Seated Dumbbell Press Tips
- Keep your back flat against the bench pad to maintain stability and protect your spine.
- Avoid pushing your head forward; keep your neck neutral throughout the seated dumbbell shoulder press. If you struggle with posture, try these neck hump correction exercises.
- Press your biceps toward your ears as you exhale during the lift to maximize shoulder engagement.
- If you feel unusual pressure in your neck, traps, or shoulders, stop the exercise and reassess your form before continuing.
- Keep your elbows slightly bent at the top instead of locking out completely to maintain tension and reduce joint stress.
- Difficulty locking your elbows overhead may indicate limited shoulder mobility, which should be addressed with shoulder mobility exercises.
Related Article: Dumbbell Arnold Press
What Muscles Do Seated Dumbbell Shoulder Press Work?

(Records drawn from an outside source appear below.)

PR #152, opened 2015-12-07
CB-10023 Fix "proxy not found error" on Chrome.

TimBarham:
We shouldn't be patching `requestFileSystem` and `resolveLocalFileSystem` on Chrome. Recent change broke the existing logic for this.

Also, added common logic for detecting Chrome (or really, feature detection) so we are checking in a consistent manner.

### DIFF
--- a/plugin.xml
+++ b/plugin.xml
@@ -398,6 +398,10 @@ to config.xml in order for the application to find previously stored files.
     </platform>
 
     <platform name="browser">
+        <js-module src="www/browser/isChrome.js" name="isChrome">
+            <runs />
+        </js-module>
+
         <!-- File for Chrome -->
         <js-module src="www/browser/Preparing.js" name="Preparing">
             <runs />
--- a/src/browser/FileProxy.js
+++ b/src/browser/FileProxy.js
@@ -25,14 +25,9 @@
 
 /* Heavily based on https://github.com/ebidel/idb.filesystem.js */
 
-// window.webkitRequestFileSystem and window.webkitResolveLocalFileSystemURL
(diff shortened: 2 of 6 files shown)


TimBarham:
Hey @stevengill, could you take a look at this? I just want to verify this doesn't do anything to screw with `uglify` (which is the change that I am modifying). And @daserge - does this look right to you?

The seated dumbbell shoulder press is primarily a shoulder exercise, but it also engages multiple upper-body and stabilizing muscles at once. This is why the seated dumbbell press is considered one of the best compound movements for building strength and muscle size.
- Anterior Deltoids (Front Shoulders): These are the main movers during the press and are responsible for lifting the dumbbells overhead. Strong front delts help create a rounded, powerful shoulder appearance.
- Lateral Deltoids (Side Shoulders): Work together with the front delts to raise and stabilize the arms, adding width and symmetry to your shoulders.
- Posterior Deltoids (Rear Shoulders): Assist in stabilization and help maintain balanced development across the entire shoulder joint.
- Triceps Brachii: Located on the back of your arms, the triceps extend your elbows as you press the dumbbells overhead, making them an important secondary muscle in this movement.
- Trapezius (Upper Back): The traps stabilize your shoulders and neck so the deltoids can handle most of the pressing work.
- Serratus Anterior: This muscle along the ribs supports scapular movement and allows smoother pressing mechanics.
- Core Muscles: Even in a seated shoulder press with dumbbells, your abs and obliques remain active to keep your torso upright and prevent excessive arching.
By working the deltoids, triceps, traps, and core at the same time, the seated dumbbell press builds strength, stability, and size across your upper body, making it a key exercise in any push or shoulder workout routine.